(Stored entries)
PR #4726, opened 2021-04-07
0.21 client test munit suite fixture

hamnis:


testing/src/test/scala/org/http4s/Http4sSuite.scala
```diff
@@ -32,6 +32,19 @@ trait Http4sSuite extends CatsEffectSuite with DisciplineSuite with munit.ScalaC
   // BatchExecutor on Scala 2.12.
   override val munitExecutionContext =
     ExecutionContext.fromExecutor(newDaemonPool("http4s-munit", min = 1, timeout = true))
+
+  private[this] val suiteFixtures = List.newBuilder[Fixture[_]]
```
rossabaker, line 36: I'm a little surprised this is so DIY, but I'm not about to argue with success.

build.sbt
```diff
@@ -358,7 +358,8 @@ lazy val asyncHttpClient = libraryProject("async-http-client")
       nettyBuffer,
       nettyCodecHttp,
       reactiveStreams,
-    )
+    ),
+    Test / parallelExecution := false
```
rossabaker, line 362: Would be interesting to figure out why this must be, but that's for another time.

rossabaker (approved):
Tremendous work finding this.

» **Problem details**:
Check each line above for the string "client" and copy every line that has it.

» **Your response**:
0.21 client test munit suite fixture
@@ -358,7 +358,8 @@ lazy val asyncHttpClient = libraryProject("async-http-client")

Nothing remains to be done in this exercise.